> **Dataset entries**:
::::

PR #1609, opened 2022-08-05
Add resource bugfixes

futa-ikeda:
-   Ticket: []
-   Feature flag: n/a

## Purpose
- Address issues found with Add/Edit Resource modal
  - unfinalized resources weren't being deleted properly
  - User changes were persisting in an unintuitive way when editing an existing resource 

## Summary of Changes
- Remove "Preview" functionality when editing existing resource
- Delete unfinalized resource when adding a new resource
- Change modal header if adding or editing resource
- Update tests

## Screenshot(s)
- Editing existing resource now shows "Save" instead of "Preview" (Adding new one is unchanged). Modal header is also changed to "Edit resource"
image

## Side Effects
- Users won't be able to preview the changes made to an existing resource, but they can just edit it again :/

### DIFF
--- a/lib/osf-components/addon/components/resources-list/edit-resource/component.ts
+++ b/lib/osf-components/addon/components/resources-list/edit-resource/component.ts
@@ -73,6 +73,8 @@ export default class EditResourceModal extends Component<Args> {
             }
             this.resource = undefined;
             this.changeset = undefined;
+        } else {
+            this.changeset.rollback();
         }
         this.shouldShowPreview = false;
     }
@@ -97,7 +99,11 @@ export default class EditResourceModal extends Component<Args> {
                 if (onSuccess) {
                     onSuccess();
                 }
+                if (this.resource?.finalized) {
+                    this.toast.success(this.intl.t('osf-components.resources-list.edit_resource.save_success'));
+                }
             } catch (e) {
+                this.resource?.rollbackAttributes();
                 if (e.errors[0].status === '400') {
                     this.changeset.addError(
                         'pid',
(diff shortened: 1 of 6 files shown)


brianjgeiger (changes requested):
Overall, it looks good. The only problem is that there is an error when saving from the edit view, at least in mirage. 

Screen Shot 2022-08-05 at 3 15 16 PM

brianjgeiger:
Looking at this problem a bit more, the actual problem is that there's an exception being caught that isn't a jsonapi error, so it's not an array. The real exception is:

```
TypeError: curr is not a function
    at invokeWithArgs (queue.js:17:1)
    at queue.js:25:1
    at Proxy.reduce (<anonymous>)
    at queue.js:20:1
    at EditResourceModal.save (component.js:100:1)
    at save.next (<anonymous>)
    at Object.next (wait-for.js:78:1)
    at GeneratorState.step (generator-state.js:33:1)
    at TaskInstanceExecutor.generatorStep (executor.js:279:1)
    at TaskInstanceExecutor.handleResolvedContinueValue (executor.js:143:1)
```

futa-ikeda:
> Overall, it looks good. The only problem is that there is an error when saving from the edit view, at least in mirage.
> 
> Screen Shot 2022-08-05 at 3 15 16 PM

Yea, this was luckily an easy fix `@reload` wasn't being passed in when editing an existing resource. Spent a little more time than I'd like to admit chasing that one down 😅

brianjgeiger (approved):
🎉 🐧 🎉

::::

> **Work to complete**: Gather each line of the records holding the string "next".

> **Expected answer**:
    at save.next (<anonymous>)
    at Object.next (wait-for.js:78:1)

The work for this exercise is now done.